[Saved entries]
§
PR #1393, opened 2025-04-28
Add Pulsar configuration to unsubscribe on close

aeons:
This PR adds an `UnsubscribeOnClose(bool)` to `PulsarTransportExtension` to set whether the Pulsar listener should unsubscribe when it's closed.

The default is `true` to keep the current behavior.

Ideally, I would prefer this (and enable requeue) to default to false and be opt-in, but that would be a breaking change.

### Motivation
We have a setup where subscriptions are created by an external system, and due to access rights limitations, our consumer can't create subscriptions but can delete them.
So we need a way to have the subscription outlive the listener.

### DIFF
--- a/docs/guide/messaging/transports/pulsar.md
+++ b/docs/guide/messaging/transports/pulsar.md
@@ -72,8 +72,6 @@ builder.UseWolverine(opts =>
     {
         var pulsarUri = builder.Configuration.GetValue<Uri>("pulsar");
         c.ServiceUrl(pulsarUri);
-        
-        
     });
 
     // Listen for incoming messages from a Pulsar topic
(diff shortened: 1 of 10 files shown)


jeremydmiller:
@aeons Looks good. Couple points though:

* You could add another "all Pulsar listeners should be auto-closed" off of WolverineOptions.Policies w/ an extension method
* Be nice to have a little bit in the docs
* Even if it's just a smoke test, add some kind of test first?

aeons:
>You could add another "all Pulsar listeners should be auto-closed" off of WolverineOptions.Policies w/ an extension method

Yeah, that makes sense. I'll see if I can figure it out.

Should I add one for `EnableRequeue` as well?

> Be nice to have a little bit in the docs

Sure.

> Even if it's just a smoke test, add some kind of test first?

I'll try :)

aeons:
Re: testing, I can't really figure out how to verify that the subscription is not unsubscribed at the pulsar level.

I can add some tests that the configuration extensions do apply as expected.

aeons:
I've added `IPolicies` extension methods, added some tests that the configuration is applied as expected and updated the docs.

I cannot figure out a good way to test the actual functionality, so if you have any ideas, please let me know.

Issue #1409, opened 2025-05-08
List<T> properties in a FromQuery class generates uncompilable code


richardszalay:
**Describe the bug**
If a property defined in a FromQuery class is of type List<string> the generated code doesn't compile.

**To Reproduce**

```
public class ExampleQuery
{
  public List<string> Values { get; set; }
}

public class ExampleEndpoint
{
  [WolverineGet("/")]
  public static string Handle([FromQuery]ExampleQuery query)
  {
    return "";
  }
}
```

Generates:

```
var exampleQuery.Values = new System.Collections.Generic.List<string>();
exampleQuery.Values.AddRange(httpContext.Request.Query["exampleQuery.Values"]);
```

**Expected behavior**
Similar to if the property was an array (which does work)

jeremydmiller:
Closed by https://github.com/JasperFx/wolverine/pull/1411

PR #1411, opened 2025-05-08
Fix a few bugs with collections and FromQuery/FromForm

jakobt:


jakobt:
Closes https://github.com/JasperFx/wolverine/issues/1409

PR #1421, opened 2025-05-13
[Repro] Add test to show-case bug with nullable query string params

Xzelsius:
This is a reproduction to showcase a bug that occurs with Wolverine > `3.11.0`
On `3.11.0` it works fine.

Before upgrading to later Wolverine versions, the code gen create correct variables.
After upgrading, the code gen seems to create a variable named `nullable` multiple times which is not allowed/possible.


jeremydmiller:
@richardszalay got your test in and the fix. Wolverine 3.13.3 coming shortly w/ the fixes

PR #1426, opened 2025-05-15
Fix nullable querystrings (#1421)

richardszalay:


richardszalay:
(NOTE: This PR was done _on top_ of the #1421 branch so the original commit is not lost)

PR #1428, opened 2025-05-16
Allow many brokers for Kafka

dominikjeske:
This PR is not complete because it needs some additional changes. Please read comments in files.


src/Transports/Kafka/Wolverine.Kafka/KafkaTransportExtensions.cs
```diff
@@ -14,11 +14,11 @@ public static class KafkaTransportExtensions
     /// </summary>
     /// <param name="endpoints"></param>
     /// <returns></returns>
-    internal static KafkaTransport KafkaTransport(this WolverineOptions endpoints)
+    internal static KafkaTransport KafkaTransport(this WolverineOptions endpoints, BrokerName? name = null)
```
dominikjeske, line 17: BrokerName is to passed to GetOrCreate so I added this here

src/Wolverine/Configuration/PublishingExpression.cs
```diff
@@ -26,9 +26,17 @@ internal PublishingExpression(WolverineOptions parent)
     /// </summary>
     /// <param name="uri"></param>
     /// <returns></returns>
-    public ISubscriberConfiguration To(Uri uri)
+    public ISubscriberConfiguration To(Uri uri, BrokerName? brokerName = null)
     {
-        var endpoint = Parent.Transports.GetOrCreateEndpoint(uri);
+        Endpoint? endpoint = null;
+        if (brokerName is null)
```
dominikjeske, line 32: When using BrokerName Parent.Transports.GetOrCreateEndpoint is not working because we have more then one with same scheme. So I add condition. ForScheme has misleading name because it is looking transport name that could be other than scheme.

src/Wolverine/Runtime/WolverineRuntime.HostService.cs
```diff
@@ -234,6 +234,7 @@ private async Task startMessagingTransportsAsync()
             {
                 // There are a couple other places where senders might be getting
                 // started before this point, so latch to avoid double creations
+                // TODO: this will not work for two brokers
                 if (_endpoints.HasSender(endpoint.Uri)) continue;
```
dominikjeske, line 238: This code is problematic because when having more than one kafka broker we have more endpoints with 'wolverine.topics' so for second broker agent will not be created. I'm not sure how to fix this and not broke something else. (For testing purposes when commented this line of code I could work with success but it may break in other cases).

src/Wolverine/TransportCollection.cs
```diff
@@ -60,7 +61,7 @@ internal void AddPolicy(IEndpointPolicy policy)
 
     public ITransport? ForScheme(string scheme)
     {
-        return _transports.TryGetValue(scheme.ToLowerInvariant(), out var transport)
```
dominikjeske, line 63: When transport has not only schemas but broker name it could have names with capitals and when using to lower they are not found.

src/Wolverine/TransportCollection.cs
```diff
@@ -85,14 +86,13 @@ public void Add(ITransport transport)
         }
         else
         {
-            var transport = _transports.Values.OfType<T>().FirstOrDefault(x => x.Protocol == name.Name);
-            if (transport == null)
+            if (!_transports.TryGetValue(name.Name, out var transport))
             {
                 transport = (T)Activator.CreateInstance(typeof(T), name.Name);
```
dominikjeske, line 91: This code is fragile - not every transport has one parameter constructor

jeremydmiller:
I'm going to aim for this going by July 20th. Didn't make the cut for today, but will soon. I'm out next week though.

jeremydmiller:
@dominikjeske Sorry for how long this took, but I pushed through this feature today using the existing Rabbit MQ usage as the guide. Doesn't end up taking much code.

PR #2822, opened 2026-05-15
Prevent `DuplicateIncomingEnvelopeException` on second scheduled retry with RabbitMQ and ProcessInline config 

kakins:
# Problem
Fix `RescheduleExistingEnvelopeForRetryAsync` INSERT/UPDATE semantics in `MessageDatabase<T>`

`RescheduleExistingEnvelopeForRetryAsync` unconditionally called `StoreIncomingAsync` (INSERT). This caused `DuplicateIncomingEnvelopeException` on the second scheduled retry when using RabbitMQ with ProcessInline() listeners and SQL Server persistence.

# Root cause
- On ProcessInline retry #1, no inbox row exists, so INSERT succeeds. 
- The durability agent then redelivers the scheduled envelope. 
- On retry #2, the prior row still exists and the INSERT hits a unique constraint violation.

# Fix
- Attempt UPDATE first. If 0 rows affected (no pre-existing row), fall back to INSERT. 
- This correctly handles all call sites: ProcessInline first retry (no row yet → INSERT), 
- ProcessInline subsequent retries (row exists → UPDATE), and UseDurableInbox (row pre-persisted on arrival → UPDATE).

This aligns `MessageDatabase<T>` with the Oracle implementation, which already uses UPDATE semantics in `RescheduleExistingEnvelopeForRetryAsync`.

Related: #2462 (same root cause, different failure mode — UseDurableInbox fails on retry #1; ProcessInline fails on retry #2).

### DIFF
--- a/src/Persistence/Wolverine.RDBMS/MessageDatabase.Scheduled.cs
+++ b/src/Persistence/Wolverine.RDBMS/MessageDatabase.Scheduled.cs
@@ -20,12 +20,26 @@ public abstract partial class MessageDatabase<T>
             .ExecuteNonQueryAsync(_cancellation);
     }
 
-    public Task RescheduleExistingEnvelopeForRetryAsync(Envelope envelope)
+    public async Task RescheduleExistingEnvelopeForRetryAsync(Envelope envelope)
     {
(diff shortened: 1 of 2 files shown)


kakins:
Closing this for now as @jeremydmiller said he'd probably take this one up.

PR #2842, opened 2026-05-19
fix(http): default tenant-id assertion to true when detection is configured

### LINKED ISSUE #2841: Missing tenant id silently coerced to the master ("default") tenant across HTTP, bus, and storage
# Missing tenant id silently coerced to the master ("default") tenant across HTTP, bus, and storage

**Severity:** Critical

## Summary

In a multi-tenant Wolverine HTTP application, a request that arrives without a tenant identifier is silently routed to the master/default tenant store instead of being rejected. `MessageBus.TenantId`'s setter coerces a null tenant to `"*DEFAULT*"`, `AssertTenantExists` defaults to `false`, and the persistence layer treats `"*DEFAULT*"`/`"default"`/`"Main"` as the master database. The net effect is that "headerless" multi-tenant traffic — and any in-process bus call where `TenantId` was never set — lands in the master tenant's outbox, saga, and dead-letter storage by default.

## Affected versions

Wolverine 6.0 (`main` as of 2026-05-18).

## Reproduction

1. Bootstrap a multi-tenant Wolverine HTTP app with `opts.TenantId.IsRequestHeaderValue("X-Tenant-Id")` and **without** `opts.TenantId.AssertExists()`.
2. Define an HTTP endpoint that starts a saga whose id is derived from a request field (e.g. `request.CustomerId`).
3. From two different tenant contexts, issue the same `POST /start-saga {"CustomerId":"acme"}` without sending the `X-Tenant-Id` header.
4. Observe that both saga writes are persisted to `Main.<saga_table>` keyed by `"acme"` — the second caller overwrites the first caller's saga row. Cascaded messages from the handler are emitted with `TenantId = "*DEFAULT*"` and may be consumed by handlers that interpret the default tenant as a master/admin scope.

Expected behaviour: once any tenant-detection strategy is registered on a multi-tenanted runtime, a request that arrives without a tenant marker should fail loudly — either rejected by the HTTP layer or thrown by the framework — rather than being silently accepted.

## Affected code

- `src/Wolverine/Runtime/MessageBus.cs:83-87` — the `TenantId` setter rewrites a null assignment to `"*DEFAULT*"`.
- `src/Http/Wolverine.Http/Runtime/MultiTenancy/TenantIdDetection.cs:63-72` — `AssertTenantExists` defaults to `false`.
- `src/Http/Wolverine.Http/Runtime/MultiTenancy/DetectTenantIdFrame.cs:42-48` — assertion is guarded by `ShouldAssertTenantIdExists`, so it never fires under the default.
- `src/Http/Wolverine.Http/CodeGen/MessageBusSource.cs:43-47` — codegen unconditionally assigns `ctx.TenantId = tenantId;` even when `tenantId` is null.
- `src/Wolverine/Persistence/Durability/MultiTenantedMessageStore.cs:634-665` — `GetDatabaseAsync` short-circuits empty/`"*DEFAULT*"`/`"default"`/`"Main"` tenant ids to the `Main` database.
- `src/Wolverine/Persistence/Durability/MultiTenantedMessageStore.cs:594-613` — `EnrollAndFetchSagaStorage` routes default-tenant context to `Main`'s saga storage.

## Why this matters

In a multi-tenant deployment that configures tenant detection (request header, query string, subdomain, claim, or route argument) but does not call `opts.TenantId.AssertExists()` — and leaves at least one endpoint with `TenancyMode` null or `Maybe` — a request that omits the tenant marker reaches the framework with `tenantId == null`. The bus rewrites that to `"*DEFAULT*"`, persistence treats it as the master tenant, and every side effect (durable outbox row, scheduled-message row, saga row, dead-letter row, cascaded message) lands in `Main`. Two unauthenticated callers omitting the tenant header who address the same saga identity (e.g. a saga keyed off a request field) collide on a single row in `Main` and can read or overwrite each other's saga state. The operator is required to opt in to safe-by-default behaviour rather than opt out of unsafe behaviour — the per-tenant database isolation the framework otherwise enforces is silently defeated for any caller that forgets a header.

## Suggested fix

- In `TenantIdDetection`, default `AssertTenantExists` to `true` whenever any tenant-detection strategy is registered and the runtime has multi-tenanted message stores configured.
- Alternatively (or additionally), have `DetectTenantIdFrame` / `MessageBusSource` codegen route through the assertion path even when `AssertTenantExists` is false, so that a null tenant under a multi-tenanted runtime fails loudly rather than coercing.
- Update the tenant-detection documentation to flag `AssertExists()` as required, not optional, for any multi-tenant HTTP surface.

The work is scoped to the tenant-detection configuration object and the HTTP codegen frame; it does not need to alter the `MessageBus.TenantId` setter's coercion behaviour to land. Backward compatibility: applications that today rely on falling through to the master tenant for "headerless" requests will need to either explicitly mark those routes as `TenancyMode.None`/`Maybe` or add a default header.

BlackChepo:
# fix(http): default tenant-id assertion to true when detection is configured

Closes #2841.

## Summary

Configuring tenant detection without calling `AssertExists()` previously let header-omitted requests fall through to the master ("default") tenant store, silently writing per-tenant outbox/saga/dead-letter rows into `Main`. The default in 6.0 is now to return `400 ProblemDetails` on a missing tenant id whenever any detection strategy is registered.

Opt-outs:

- **`DefaultIs(...)`** — register a fallback tenant for header-omitted requests (preferred when you actually want a fallback).
- **`DoNotAssertExists()`** — explicitly restore the prior fall-through behaviour. Documented as a footgun; reserved for non-multi-tenant scenarios.

The fix is scoped to `TenantIdDetection` and the HTTP options surface. `MessageBus.TenantId`'s null→`"*DEFAULT*"` coercion and the persistence-layer short-circuits on `"*DEFAULT*"`/`"default"`/`"Main"` are unchanged — the loud failure now happens earlier, before a null tenant reaches them.

## Behaviour

`TenantIdDetection.EffectiveAssertTenantExists` resolves like this:

1. If `AssertExists()` or `DoNotAssertExists()` was called explicitly, honour that (last-write-wins).
2. Otherwise, if no detection strategies are registered → `false` (single-tenant app, nothing to assert).
3. Otherwise, if a `FallbackDefault` strategy is registered (via `DefaultIs(...)`) → `false` (the fallback handles missing ids).
4. Otherwise → `true` (multi-tenant detection is configured, fail loud on missing id).

## Breaking change (6.0)

The public `AssertTenantExists` setter on `TenantIdDetection` is removed. Callers must use `AssertExists()` / `DoNotAssertExists()` instead. The 5.x to 6.0 migration note in `docs/guide/http/multi-tenancy.md` covers this.

## Files changed

- `src/Http/Wolverine.Http/Runtime/MultiTenancy/TenantIdDetection.cs` — replace public `AssertTenantExists` property with nullable `_assertSetting` + `EffectiveAssertTenantExists`; add `DoNotAssertExists()`.
- `src/Http/Wolverine.Http/WolverineHttpOptions.cs` — add `DoNotAssertExists()` to `ITenantDetectionPolicies` with a footgun-warning xmldoc.
- `docs/guide/http/multi-tenancy.md` — document the new default, `DefaultIs(...)` opt-out, `DoNotAssertExists()` opt-out, and 5.x → 6.0 migration note.
- `src/Testing/Wolverine.Http.Tests/Samples/MultiTenancy.cs` — sample updates.
- `src/Testing/Wolverine.Http.Tests/multi_tenancy_detection_and_integration.cs` — new tests covering the four resolution branches above.

### DIFF
--- a/docs/guide/http/multi-tenancy.md
+++ b/docs/guide/http/multi-tenancy.md
@@ -246,24 +246,35 @@ See [Referencing the TenantId](/guide/handlers/multi-tenancy.html#referencing-th
 
 ## Requiring Tenant Id -- or Not!
 
-You can direct Wolverine.HTTP to verify that there is a non-null, non-empty tenant id on all requests with this syntax:
+Starting in Wolverine 6.0, the tenant id is **required by default** on any HTTP endpoint that participates in multi-tenancy whenever at least one detection strategy is registered (`IsRequestHeaderValue`, `IsQueryStringValue`, `IsClaimTypeNamed`, `IsRouteArgumentNamed`, `IsSubDomainName`, or `DetectWith(...)`). A request that omits the tenant id returns a 400 with a [ProblemDetails](https://learn.microsoft.com/en-us/dotnet/api/microsoft.aspnetcore.mvc.problemdetails?view=aspnetcore-7.0) body stating that the tenant id was missing.
+
+The `AssertExists()` call is therefore now optional. It is still valid and documents intent:
 
 <!-- snippet: sample_assert_tenant_id_exists -->
-<a id='snippet-sample_assert_tenant_id_exists'></a>
-```cs
-app.MapWolverineEndpoints(opts =>
-{
-    // Configure your tenant id detection...
-
-    // Require tenant id some how, some way...
-    opts.TenantId.AssertExists();
-});
-```
-<sup><a href='https://github.com/JasperFx/wolverine/blob/main/src/Http/Wolverine.Http.Tests/Samples/MultiTenancy.cs#L67-L76' title='Snippet source file'>snippet source</a> | <a href='#snippet-sample_assert_tenant_id_exists' title='Start of snippet'>anchor</a></sup>
 <!-- endSnippet -->
 
-At runtime, this is going to return a status code of 400 with a [ProblemDetails](https://learn.microsoft.com/en-us/dotnet/api/microsoft.aspnetcore.mvc.problemdetails?view=aspnetcore-7.0) specification 
-response stating that the tenant id was missing. 
+There are two ways to opt out of this default:
+
+**Preferred — register a fallback tenant.** If your application has a meaningful default tenant for unauthenticated or header-omitted traffic, register it with `DefaultIs(...)`. When a `DefaultIs(...)` strategy is registered the framework treats it as your explicit fallback and does not assert:
+
+```csharp
+opts.TenantId.IsRequestHeaderValue("X-Tenant-Id");
+opts.TenantId.DefaultIs("public");
+```
+
+**Discouraged — disable the assertion.** For non-multi-tenant scenarios (or to restore the 5.x behavior of silently coercing missing tenant ids to the master tenant) call `DoNotAssertExists()`. This is a footgun in multi-tenant deployments because cascaded messages and downstream side effects will execute against the master tenant store:
+
+<!-- snippet: sample_do_not_assert_tenant_id_exists -->
+<!-- endSnippet -->
+
+### Migrating from 5.x
+
+In 5.x, `AssertExists()` was opt-in and missing tenant ids were silently coerced to the master tenant store. In 6.0 the default is reversed. If your 5.x deployment relied on the silent coercion, either:
+
+1. Register `opts.TenantId.DefaultIs(...)` with the tenant id you want missing-id traffic to land on, or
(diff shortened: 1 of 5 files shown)


jeremydmiller:
@BlackChepo Nuh uh, this is a change in designed behavior. The approach from the beginning has been that you need to explicitly state you want the tenant id to be required, and some folks absolutely want the tenant id to be optional sometimes.

BlackChepo:
Thanks for the quick review, @jeremydmiller, and for the context on the original design intent, that makes sense.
§
## Aim of the exercise:
Reproduce each line from the data that has "different" in it.

## Result of this task:
Related: #2462 (same root cause, different failure mode — UseDurableInbox fails on retry #1; ProcessInline fails on retry #2).
3. From two different tenant contexts, issue the same `POST /start-saga {"CustomerId":"acme"}` without sending the `X-Tenant-Id` header.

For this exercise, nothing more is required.